Despite its efficiency, England’s Room 40 held no monopoly on naval or diplomatic cryptanalysis during the war. In the cryptanalytic section of the French War Ministry, Lieutenant Paul Louis Bassières and the reserve interpreter Paul-Brutus Déjardin reconstructed a German U-boat code as the first triumph of their diplomatic-naval branch. Captain Georges Painvin solved the four-letter German naval code, superencipherment and all, and Commandant Marcel Givierge the three-letter flag code.

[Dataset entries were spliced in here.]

PR #196, opened 2023-09-20
Use pre-generated binary in `spc-alpine-docker`

stloyd:
Due to a lack of access to GH action artifacts from outside of GH, I have used workaroud: https://nightly.link

When the release contains binary files, we probably can replace that workaround.


crazywhalecc:
Using pre-built `spc` binaries is probably not a very good idea when the source code already exists. Because many times debugging on Linux requires testing of local code, using pre-built binaries will become conflicting.

PR #203, opened 2023-09-23
Add tonyenc extension support

crazywhalecc:
Known issue:

- Not working with micro SAPI


crazywhalecc:
I decided to drop tonyenc support temporarily. This extension is currently not supported under phpmicro. Although it can be used normally under cli, the purpose of introducing tonyenc is to combine with phpmicro to distribute binaries.

PR #211, opened 2023-09-30
Throw proper exception when PHP source is not available

stloyd:


crazywhalecc:
It is indeed better to have a thrown exception, and we do need to make some changes here.

Because I didn't know where to put this code before and I wrote twice, here is a duplicate code here: https://github.com/crazywhalecc/static-php-cli/blob/3b83c1fa7b533aaade1b4368dab0dd45ad4d4f9e/src/SPC/util/Util.php#L12

It would be better if you could remove it in this PR and change the libraries and extensions that use this method to `$this->builder->getPHPVersionID()`.

crazywhalecc (approved):

PR #214, opened 2023-10-01
reference pr that shall not be merged

### LINKED ISSUE #94: libxml2 with icu errors
When libxml2 depends on icu, other libraries relying on libxml2 will report an error. Caused by 3745dfc931fbb188eb355f64d02a7be17446481f

### LINKED ISSUE #148: imagick not working on Linux
```
/gcc/x86_64-alpine-linux-musl/13.1.1/../../../../x86_64-alpine-linux-musl/bin/ld: ext/imagick/imagick.o: in function `zm_shutdown_imagick':
/app/source/php-src/ext/imagick/imagick.c:1209:(.text+0x5c1): undefined reference to `omp_pause_resource_all'
collect2: error: ld returned 1 exit status
```

### LINKED ISSUE #212: C++ extension incompatibility with linux
What's the reason for C++ extensions not being compatible with linux, but working on alpine? Surely this is something we can fix? My C knowledge may be rather limited but I'm fairly familiar with C++ build systems.

DubbleClick:
relies on imap to be merged first

closes #212 
closes #148 

## Summary

The following changes have been made to this PR, checked is tested.

- [ ] Add `ext-zip` dependency.
- [x] Simplify `cpp-extension` detection.
- [x] Remove redundant `LibraryBase::tryBuild()` method and add patching status.
- [ ] macOS library `libiconv` use `.a` directly for linking. (Why?)
- [ ] Add imap extension support.
- [ ] Use cross-make toolchain for non-alpine Linux.
- [ ] After building embed for Linux, replace `php-config` wrong order.
- [ ] Use `-fPIE` for embed SAPI. (Improve `libphp` security?)
- [x] Adjust Linux distro detection.
- [ ] Fix icu C++ support for Linux (Here I would rather not hard-code the path to `libstdc++.a`).
- [ ] Fix #94 (libxml2 with icu support, please write some comments).
- [ ] Add library `imap` support for Linux. (It is recommended to separate the mac and Linux build methods)
- [ ] Add `LIBS` for library `ldap`. (Maybe we could use pkg-config to generate it in the future)
- [ ] Add library libwebp patches for `pkg-config`.
- [ ] Fix library libzip `pkg-config` libs order.
- [ ] Fix C++ support for library postgresql.
- [ ] Add suggested library `ldap`, `libpam` for postgresql. (Bug: `getLib('pam')` -> `getLib('libpam')`)
- [x] Make `--with-clean` working for `build` command.
- [x] Add `patchFile` method.


src/SPC/builder/linux/library/libxml2.php
```diff
@@ -34,14 +34,16 @@ public function build(): void
...
                 '-DLIBXML2_WITH_PYTHON=OFF ' .
                 '-DLIBXML2_WITH_PROGRAMS=OFF ' .
                 '-DLIBXML2_WITH_TESTS=OFF ' .
                 '..'
             )
             ->exec("cmake --build . -j {$this->builder->concurrency}")
-            ->exec('make install');
+            ->exec('make install')
+            ->exec('mv ' . BUILD_ROOT_PATH . '/lib64/pkgconfig/* ' . BUILD_ROOT_PATH . '/lib/pkgconfig/')
+            ->exec('mv ' . BUILD_ROOT_PATH . '/lib64/*.a ' . BUILD_ROOT_PATH . '/lib/');
```
DubbleClick, line 47: the c++ libraries with cmake build into /lib64, need to copy it over

src/SPC/builder/unix/library/snappy.php
```diff
@@ -29,6 +29,8 @@ protected function build(): void
                 '../..'
             )
             ->exec("cmake --build . -j {$this->builder->concurrency}")
-            ->exec('make install');
+            ->exec('make install')
+            ->exec('mv ' . BUILD_ROOT_PATH . '/lib64/pkgconfig/* ' . BUILD_ROOT_PATH . '/lib/pkgconfig/')
+            ->exec('mv ' . BUILD_ROOT_PATH . '/lib64/*.a ' . BUILD_ROOT_PATH . '/lib/');
```
DubbleClick, line 34: likewise here

src/SPC/command/DownloadCommand.php
```diff
@@ -28,7 +28,7 @@ public function configure(): void
         $this->addArgument('sources', InputArgument::REQUIRED, 'The sources will be compiled, comma separated');
         $this->addOption('shallow-clone', null, null, 'Clone shallow');
         $this->addOption('with-openssl11', null, null, 'Use openssl 1.1');
-        $this->addOption('with-php', null, InputOption::VALUE_REQUIRED, 'version in major.minor format like 8.1', '8.1');
+        $this->addOption('with-php', null, InputOption::VALUE_REQUIRED, 'version in major.minor format (default 8.2)', '8.2');
```
DubbleClick, line 31: I think for the 2.0 release we should default to php 8.2 (if not 8.3)

src/SPC/doctor/item/LinuxMuslCheck.php
```diff
@@ -8,54 +8,77 @@
...
+            'url' => 'https://github.com/richfelker/musl-cross-make',
+            'rev' => 'master',
+        ];
+        Downloader::downloadSource('musl-cross-make', $musl_cross_compile_source);
+        Downloader::downloadSource('musl-1.2.4', $musl_source);
+        FileSystem::extractSource('musl-1.2.4', DOWNLOAD_PATH . '/musl-1.2.4.tar.gz');
+        $arch = arch2gnu(php_uname('m')) === 'x86_64' ? 'x86_64-linux-musl' : 'aarch64-linux-musl';
+        $install_musl_wrapper_cmd = 'cd ' . DOWNLOAD_PATH . '/musl-cross-make && \
+                       make install TARGET=' . $arch . ' OUTPUT=/usr/local/musl -j';
+        $musl_install = 'cd ' . SOURCE_PATH . '/musl-1.2.4 && \
```
DubbleClick, line 61: we need to install both, musl-cross-make for c++ support, musl-gcc to be able to run dynamically linked binaries built with musl-cross-make

src/SPC/builder/linux/LinuxBuilder.php
```diff
@@ -185,8 +188,10 @@ public function buildPHP(int $build_target = BUILD_TARGET_NONE): void
         $enableMicro = ($build_target & BUILD_TARGET_MICRO) === BUILD_TARGET_MICRO;
         $enableEmbed = ($build_target & BUILD_TARGET_EMBED) === BUILD_TARGET_EMBED;
 
+        $arch = arch2gnu(php_uname('m')) === 'x86_64' ? 'x86_64-linux-musl' : 'aarch64-linux-musl';
         shell()->cd(SOURCE_PATH . '/php-src')
             ->exec(
+                'LD_LIBRARY_PATH=/usr/local/musl/' . $arch . '/lib ' .
```
DubbleClick, line 194: it tries loading shared memory to test opcache

src/SPC/builder/linux/library/icu.php
```diff
@@ -28,7 +29,7 @@ protected function build(): void
                 "--prefix={$root}"
             )
             ->exec('make clean')
-            ->exec("make -j{$this->builder->concurrency}")
+            ->exec("LD_LIBRARY_PATH=/usr/local/musl/{$arch}/lib make -j{$this->builder->concurrency}")
```
DubbleClick, line 32: likewise, tries to load shared lib for some reason

DubbleClick:
I'm not 100% sure yet if *dynamic* binaries built by this will be usable on systems that do not have musl-gcc installed. fully *static* binaries definitely work.

the reason why this might matter is opcache. I will test if opcache works tomorrow on a vm where I don't have musl installed.

crazywhalecc:
I haven't gotten home yet. It seems that it is feasible to implement C++ using cross-compilation, but I am not very clear about it. It seems that just replacing CXX is enough?

DubbleClick:
It's not really cross compilation (we could do that too, but no need). It essentially compiles gcc/g++ targeting musl libc/libstdc++. Then we use these compilers to compile libs and php. It's essentially what happens on Alpine, except that the pre-installed ones there already target musl.

DubbleClick:
last commit closes #215 #216

crazywhalecc:
It seems that this PR is based on the PR of imap. I will check the imap part first and then merge this.

DubbleClick:
both x86_64 and arm64 work on RHEL based systems now

still running into some trouble building musl-cross-make on debian (x86)

DubbleClick:
todo: alpine support, macos support (can't do myself)

DubbleClick:
wow this is extremely annoying, using the prebuilt musl-cross-make from musl.cc results in intl extension causing a segfault. compiling musl-cross-make myself it works just fine - but we cannot compile musl-cross-make ourselves on debian

crazywhalecc:
Okay.... The current PR is too large. If not necessary, maybe some insignificant updates can be separated.

Or you can write clearly what each modification does in the first comment of the PR.

composer.json
```diff
@@ -12,6 +12,7 @@
         "php": ">= 8.1",
         "ext-mbstring": "*",
         "ext-pcntl": "*",
+        "ext-zip": "*",
```
crazywhalecc, line 15: Where is the `zip` extension needed?

crazywhalecc:
I feel like testing all of these features at once in a PR would be disastrous, but taking them apart would also be a huge amount of work.

My idea is that this PR can be kept first. For some pre-functions that can work stably (such as doctor, cross-make-gcc), start from the main branch and make specific modifications. Then I will quickly review and merge it into main branch, and then merge the main branch into the current branch to reduce the number of files modified by this branch.

crazywhalecc:
I merged some general small fixes into the main branch first to reduce the amount of file changes in this branch.

composer.json
DubbleClick: Extracting some sources failed for me without the zip extension installed. Let me make sure this is actually the case or if it was just a random fail.

DubbleClick:
> I feel like testing all of these features at once in a PR would be disastrous, but taking them apart would also be a huge amount of work.
> 
> My idea is that this PR can be kept first. For some pre-functions that can work stably (such as doctor, cross-make-gcc), start from the main branch and make specific modifications. Then I will quickly review and merge it into main branch, and then merge the main branch into the current branch to reduce the number of files modified by this branch.

I agree, I will pick it apart into a bunch of separate branches as well as possible once everything is working. I'm not yet sure how to fix the musl-compiler issue. Worst case we can't support intl on Debian yet.

composer.json
crazywhalecc: Currently, only the `unzip` command is used, and PHP's zip extension is not used. It may be a related problem caused by the downloaded file being damaged.

DubbleClick:
@crazywhalecc what do you think is the best course of action for the musl compilers - alpine always stays the same and directly uses gcc / g++.

A) Debian + RHEL: Use prebuilt musl-native toolchains from https://musl.cc - problem: intl extension causes a segfault that I do not understand.
B) RHEL: Built musl-cross-make from https://github.com/richfelker/musl-cross-make - everything works. Debian: Use prebuilt musl-native toolchain from musl.cc - intl doesn't work. - Cannot manage to build musl-cross-make on Debian.
C) Upload and use a gcc 11.2.0 version of musl-cross-make that we compiled ourselves - works on both RHEL and Debian.
D) Do not support c++ extensions on debian.
E) Drop Debian support entirely (also simplifies imap since rhel/alpine builds do not require libpam).
F) Only support c++ extensions build on alpine (what we have now).

crazywhalecc:
I also want to introduce C++ compilation support in Debian and RHEL, but if it is difficult or complicated, I think it is better to "only support compilation of C++ extensions under Alpine".

Because the original `bash-version` is somewhat similar to the current version, which is to use the system's compilation tool chain as directly as possible. Compilation of these system-level libraries will first produce certain changes in the system itself. I certainly hope that future `spc` binaries can run on as many distributions as possible, but the current situation is that the distributions are very different, and it is impossible to make every distribution support 100% of all compilation features.

But don't give up, I think if `cross-make` can compile most extensions under RHEL and Debian, and the `cross-make` package can be easily installed, we can document it as an optional feature, or adding an additional compile command.

DubbleClick:
C++ support under RHEL and Debian is working with the musl toolchains. Just intl extension segfaults when using the pre-built versions from musl.cc - maybe I can compile a version that we host somewhere that spc can download and use?

crazywhalecc:
Is your idea to pre-compile the Linux musl binary and related libraries, and then let spc download them directly for use?

I don't know much about your local progress. If they can be compiled successfully on a certain Linux distribution and they can be transplanted to other distributions to run normally, it may be a good choice. If the musl related source code is mirrored on GitHub, we can fork it and build it in Actions, and then use spc's Downloader to download it from the Release file. 

These are the solutions I can think of so far.

DubbleClick:
Yes, we can compile musl-cross-make, tar the produced output and have spc download it. Compiling musl-cross-make from source doesn't work on Debian (I do not know why, but after manually fixing like 10 different errors I gave up). But Debian can use the downloaded musl toolchain.

I don't think there is much point in compiling musl-cross-make in GitHub actions, though. Just compile it once, host it somewhere and let spc download it. It currently already does this (see MuslFix)

DubbleClick:
Found the issue, intl doesn't work when gcc was configured with --enable-default-pie. I created a bug report in the php repo.

In the meantime, I've compiled a x86 toolchain without it that we can use. Will compile one for arm too.

DubbleClick:
I will pick this abomination of a branch into different pr's now

DubbleClick:
first pr with only the c++ support is done

I took a different approach to fixing the lib64 problem this time, so we don't have to copy or check in every individual extension that may build to lib64 rather than lib.

composer.json
DubbleClick: Figured it out.  On RHEL based distros, composer automatically installs ext-zip. If you uninstall it, it breaks composer autoloading. It's not a direct dependency of spc though, so I removed it.

crazywhalecc:
If a new imap branch is opened separately, this branch should be closed, right?

PR #216, opened 2023-10-02
Fix pgsql linker cpp

jingjingxyk:
当pgsql 依赖 icu 时 需要链接 stdc++

### DIFF
--- a/src/SPC/builder/unix/library/postgresql.php
+++ b/src/SPC/builder/unix/library/postgresql.php
@@ -36,7 +36,8 @@ trait postgresql
         $output = shell()->execWithResult($env . " {$pkgconfig_executable} --libs-only-l --static " . $packages);
         if (!empty($output[1][0])) {
             $libs = $output[1][0];
-            $envs .= " LIBS=\"{$libs}\" ";
+            $libcpp = $this instanceof MacOSLibraryBase ? ' -lc++' : ' -lstdc++ ';
+            $envs .= " LIBS=\"{$libs} {$libcpp} \" ";
         }
 
         FileSystem::resetDir($this->source_dir . '/build');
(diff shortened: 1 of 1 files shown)


DubbleClick:
also need to patch the libxml-2.0.pc required libraries to change the order, I integrated this into #214

crazywhalecc:
postgresql library 在依赖 icu 时，编译 postgresql 自身库时候也会走 linker 吗？我记得如果只生成库不生成二进制的话是不会在编译库时候走 linker 的。如果是这样，我觉得可以加一个 `cpp-library = true` 类似的东西，将一部分 C++ 的依赖转移到 `lib.json` 中。

jingjingxyk:
生成的二进制文件是这个： pg_config

DubbleClick:
> postgresql library 在依赖 icu 时，编译 postgresql 自身库时候也会走 linker 吗？我记得如果只生成库不生成二进制的话是不会在编译库时候走 linker 的。如果是这样，我觉得可以加一个 `cpp-library = true` 类似的东西，将一部分 C++ 的依赖转移到 `lib.json` 中。但如果是自己要生成二进制，那就没办法了，只能这么 patch 一下。

Yes, when you compile php with phsql + icu it links these parts. When you only use intl (icu) and build the `embed` SAPI, a program using the embed API must  link with -lstdc++ itself.

I have no idea how we could make it so that necessary libstdc++ symbols always get linked into the libraries. It's the same thing with openssl & zlib. Openssl only needs the zlib lib to compile, but the necessary zlib symbols only get linked into php when the zlib extension is used too. It would be great if we could force linking of all dependencies into the libs we produce.

jingjingxyk:
use  `CPPFLAGS` `LDFLAGS` `LIBS`  

example : 

https://php-cli.jingjingxyk.com/extra-tools/make-env.sh
https://php-cli.jingjingxyk.com/extra-tools/make-export-variables.sh

crazywhalecc:
已在 #231 中解决。

PR #230, opened 2023-10-15
Add FreeBSD support

crazywhalecc:
If we just implement a standalone php binary in FreeBSD, it is very simple (I only took 2 hours to implement). FreeBSD support is now available with only a few modifications.

The current compilation result is not statically linked, but only `libc.so`, `librt.so`, etc. included by FreeBSD by default are linked. Tested (compiled from 13, run on 12) it's perfect.

I also tried compiling a fully static binary using `-all-static`, and the result of compiling it was very strange: `file php` showed `dynamically linked`, and running it or `ldd php` showed a segfault. Maybe it has something to do with `clang/llvm` and the underlying ELF parsing mode of FreeBSD, but there is very, very little information about this on the Internet.

Documentation PR: https://github.com/crazywhalecc/static-php-cli-docs/pull/2

### DIFF
--- a/README-en.md
+++ b/README-en.md
@@ -8,10 +8,12 @@ Compile a purely static php-cli binary file with various extensions to make PHP 
 
 <img width="600" alt="2023-05-02 15 53 13" src="https://user-images.githubusercontent.com/20330940/235610282-23e58d68-bd35-4092-8465-171cff2d5ba8.png">
 
-You can also use the micro binary file to combine php binary and php source code into one for distribution!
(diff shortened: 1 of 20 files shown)


crazywhalecc:
@kdkd Now we will have FreeBSD support 🎉

kdkd:
This is amazing, I will give this a test as soon as I can!

crazywhalecc:
@kdkd I haven't added some extensions that rely on external libraries, so there are currently a lot of extensions that are not supported. But supporting them should be easy, unless some libraries are not supported when building in FreeBSD.

PR #792, opened 2025-06-20
Skip re-extract ext-imap source

### LINKED ISSUE #789: [CI] Extension test failed: new LockFile seems conflict with ext-imap source strategy
https://github.com/static-php/static-php-cli-hosted/actions/runs/15770358785/job/44454068593#step:8:8593

The framework wrongly removed and replaced the source from php-src/ext/imap due to it doesn't contain `./.spc-hash` file.

crazywhalecc:
## What does this PR do?

Fix #789 .

## Checklist before merging

  - [X] `composer analyse`
  - [X] `composer test`

### DIFF
--- a/src/SPC/store/SourceManager.php
+++ b/src/SPC/store/SourceManager.php
@@ -66,7 +66,7 @@ class SourceManager
             $check = LockFile::getExtractPath($lock_name, SOURCE_PATH . '/' . $source);
             // $check = $lock[$lock_name]['move_path'] === null ? (SOURCE_PATH . '/' . $source) : (SOURCE_PATH . '/' . $lock[$lock_name]['move_path']);
             if (!is_dir($check)) {
-                logger()->debug('Extracting source [' . $source . '] to ' . $check . ' ...');
+                logger()->debug("Extracting source [{$source}] to {$check} ...");
                 $filename = LockFile::getLockFullPath($lock_content);
                 FileSystem::extractSource($source, $lock_content['source_type'], $filename, $check);
                 LockFile::putLockSourceHash($lock_content, $check);
@@ -81,7 +81,14 @@ class SourceManager
 
             // when source already extracted, detect if the extracted source hash is the same as the lock file one
             if (file_exists("{$check}/.spc-hash") && FileSystem::readFile("{$check}/.spc-hash") === $hash) {
-                logger()->debug('Source [' . $source . '] already extracted in ' . $check . ', skip !');
+                logger()->debug("Source [{$source}] already extracted in {$check}, skip !");
+                continue;
+            }
+
+            // ext imap was included in php < 8.4 which we should not extract,
+            // but since it's not simple to compare php version, for now we just skip it
+            if ($source === 'ext-imap') {
+                logger()->debug("Source [ext-imap] already extracted in {$check}, skip !");
                 continue;
             }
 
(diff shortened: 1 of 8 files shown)


src/SPC/store/SourceManager.php
```diff
@@ -81,7 +81,14 @@ public static function initSource(?array $sources = null, ?array $libs = null, ?
 
             // when source already extracted, detect if the extracted source hash is the same as the lock file one
             if (file_exists("{$check}/.spc-hash") && FileSystem::readFile("{$check}/.spc-hash") === $hash) {
-                logger()->debug('Source [' . $source . '] already extracted in ' . $check . ', skip !');
+                logger()->debug("Source [{$source}] already extracted in {$check}, skip !");
+                continue;
+            }
+
+            // ext imap was embeded in php <= 8.3, if php version < 8.4, we should not extract
```
henderkes: embedded

henderkes: actually, better: "included"

henderkes:
imap still seems to fail, we should probably fix it a last time, but move it into unsupported/deprecated territory.

I remember the huge pain in the ass it was to get it working in the first place, no other library was that bad

crazywhalecc:
That's really weird, I'll have time to look into it next week. 🫠

henderkes:
I'll leave the fun of figuring out the swoole segmentation fault to you. Imap now works again.

crazywhalecc:
Seems swoole is using glibc-only feature, but it will not working with extra CFLAGS `-U_FORTIFY_SOURCE -D_FORTIFY_SOURCE=0`.

crazywhalecc:
I think we should generate environment info report after building anything. I also encounter this problem when trying to use swoole and spc branches from May 31, although its CI was green 2 months ago.

crazywhalecc:
Okay, I found the key point. 2025-05-30 released Alpine Linux 3.22, and before it we were using `alpine:edge -> 3.21.x`. If we use specified version of Alpine like `3.21`, the build is good.

The only difference I found between 3.21 and 3.22 is the gcc version (14.2: `--disable-libsanitizer`, 14.3: `--enable-libsanitizer`).

And if I add `-fsanitize=address` to CFLAGS, it build successfully.

henderkes:
Could likely work around it by using -fno-sanitize=address (or =undefined or =thread) like we do with zig, which automatically enables them. I don't run into the issue when doing a static musl or dynamic musl build with zig.

henderkes:
Oh, on a positive note, all the bugs I've reported are tagged for 15.0 release, so we'll be able to skip the messy zig-cc workaround then. Only the performance one hasn't seen any response.

henderkes:
I'd rather address the issue since we don't know how long it will take to push 3.0. Otherwise people running the latest version will run into the issue.

crazywhalecc:
I've made alpine back to 3.21 and created an issue to swoole repo as workaround. From the most direct perspective, the update of alpine broke our build, so it is a better choice to temporarily return to the previous version.

I believe the best solution is always to fix the upstream repository, but I'm not sure which approach the swoole maintainers are willing to accept. For us, what we can do now is build it successfully.

henderkes:
Oh you're right, is this is a general issue then swoole should set the required compilation parameters in their config.m4.

PR #794, opened 2025-06-20
revert perl-IPC-Cmd

henderkes:
## What does this PR do?

add back perl-IPC-Cmd for spc-gnu-docker (not included in perl package on aarch64, apparently)


henderkes:
don't ask, I had to docker system prune -af to run into this...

Later in the war, the French discovered that each midnight the Nauen station broadcast to U-boats in the Mediterranean the sailing times and itineraries of French ships departing Marseilles—information that had evidently been sent to the Germans by waterfront spies. French radio posts intercepted the coded messages and telegraphed them to the cryptanalytic bureau. Depending on the accuracy of the transmission, the French crypt-analysts took between 30 minutes and an hour to crack the messages. A messenger took the solutions to the Ministry of Marine by bicycle, and by 3 or 4 a.m. the harbormaster at Marseilles had been notified in time for him to alter schedules and foil the waiting submarines. Ships that had already sailed were radioed to change course. In one case, the transport Alger could not be contacted at sea because of an electrical storm. It was torpedoed and sunk with a loss of 500 soldiers and considerable matériel. The spies were later captured.